What you will do:
Only the lines from the one containing "If we do not" through the end of the listing below belong in your answer; retype them exactly.

*** Extracted data ***

PR #31, opened 2020-05-11
Added series description to seg

CPBridge:
Although optional per the standard, the Series Description is commonly used for a variety of practical purposes. E.g. it is displayed underneath the thumbnail in viewers such as OHIF.

Currently the user can add the series description after construction of the dataset, but since it is so common, I believe that this should be handled as an optional argument of segmentation object.

The only question I have is should this be done at the level of the base SOPClass, to allow other SOPs to benefit from it?

### DIFF
--- a/src/highdicom/base.py
+++ b/src/highdicom/base.py
@@ -54,7 +54,8 @@ class SOPClass(Dataset):
             ] = None,
             coding_schemes: Optional[
                 Sequence[CodingSchemeIdentificationItem]
-            ] = None
+            ] = None,
+            series_description: Optional[str] = None
         ):
         """
         Parameters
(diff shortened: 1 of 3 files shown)


CPBridge:
If we do not do this at the level of the SOPClass, I guess I should do the same for the other SOPs

hackermd:
> Currently the user can add the series description after construction of the dataset, but since it is so common, I believe that this should be handled as an optional argument of segmentation object.

Generally, I think we should not just add more and more parameters for optional attributes to the constructor. However, in the case of *Series Description* I agree that it would add value from a user perspective (although one could also argue that one should discourage the use of Series Description, since it's often abused).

*** End of Extracted data ***

Your response:
If we do not do this at the level of the SOPClass, I guess I should do the same for the other SOPs

hackermd:
> Currently the user can add the series description after construction of the dataset, but since it is so common, I believe that this should be handled as an optional argument of segmentation object.

Generally, I think we should not just add more and more parameters for optional attributes to the constructor. However, in the case of *Series Description* I agree that it would add value from a user perspective (although one could also argue that one should discourage the use of Series Description, since it's often abused).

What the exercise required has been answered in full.